At the German Classic Car Show held at Haigh Hall country park Wigan. 16 cars turned up and all had a great day so much so those attending asked about next year. I have put our name down for the next one which is already booked for 12th August 2012. Although we didn't win the club stand (the Merc stand won) Shell won the sponsors award. I won one of the raffles the prize being £150 worth of either tinted glass or body wrap.  I am going to have my roof wrapped in carbon and my rear screen tinted progressively with it being darker at the top of the screen. For pic's of the day etc check out the thread here. 
viewtopic.php?f=3&t=207208&start=90


----------



## Redscouse (Sep 30, 2008)

Sounds like a good event Les, well done on pulling all the strings on this one 

Paul


----------



## les (Jul 24, 2006)

Yep it most certainly was Paul and it looks likely to become a regular annual event.
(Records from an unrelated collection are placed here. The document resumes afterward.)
Issue #188, opened 2018-09-14
%RE and %IM complex part access


klausler:
These are parsed as component accesses and then failing in semantics as references to components of something that is not a derived type.  They should be silently passed through name resolution so that expression semantic analysis can take care of them, I think.

Issue #191, opened 2018-09-20
semantic error on correct usage


klausler:
```
complex :: ccopy, z
z = ccopy((1.0,2.0))
end
```
elicits "Use of 'ccopy' as a procedure conflicts with its declaration"

PR #194, opened 2018-09-24
Fix issues #188 and #191.

tskeith:


lib/semantics/resolve-names.cc
```diff
@@ -387,8 +387,10 @@ class ScopeHandler : public ImplicitRulesVisitor {
   std::optional<SubprogramKind> subpNamesOnly_;
 
   // Apply the implicit type rules to this symbol.
-  void ApplyImplicitRules(const SourceName &, Symbol &);
+  void ApplyImplicitRules(Symbol &);
   std::optional<const DeclTypeSpec> GetImplicitType(Symbol &);
+  bool ConvertToObjectEntity(Symbol &);
```
sscalpone: Convert what to ObjectEntity?

lib/semantics/resolve-names.cc
```diff
@@ -1228,16 +1232,15 @@ void ScopeHandler::EraseSymbol(const SourceName &name) {
...
-    symbol.set_details(ObjectEntityDetails{});
-  }
-  if (auto *details{symbol.detailsIf<ObjectEntityDetails>()}) {
-    if (!details->type()) {
-      if (const auto type{GetImplicitType(symbol)}) {
-        details->set_type(*type);
-      }
-    }
+void ScopeHandler::ApplyImplicitRules(Symbol &symbol) {
+  ConvertToObjectEntity(symbol);
```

The weather could have been kinder as we didn't see the sun till about 2pm and we had a few down pours. That's the good old English summer for you. :roll: However even so there was a good turnout of visitors as well as exhibitors. Roll on next yer. 


Redscouse said:


> Sounds like a good event Les, well done on pulling all the strings on this one
> 
> Paul


----------



## John-H (Jul 13, 2005)

The mushrooms from the German food stall were excellent! Yes, it was a good day


----------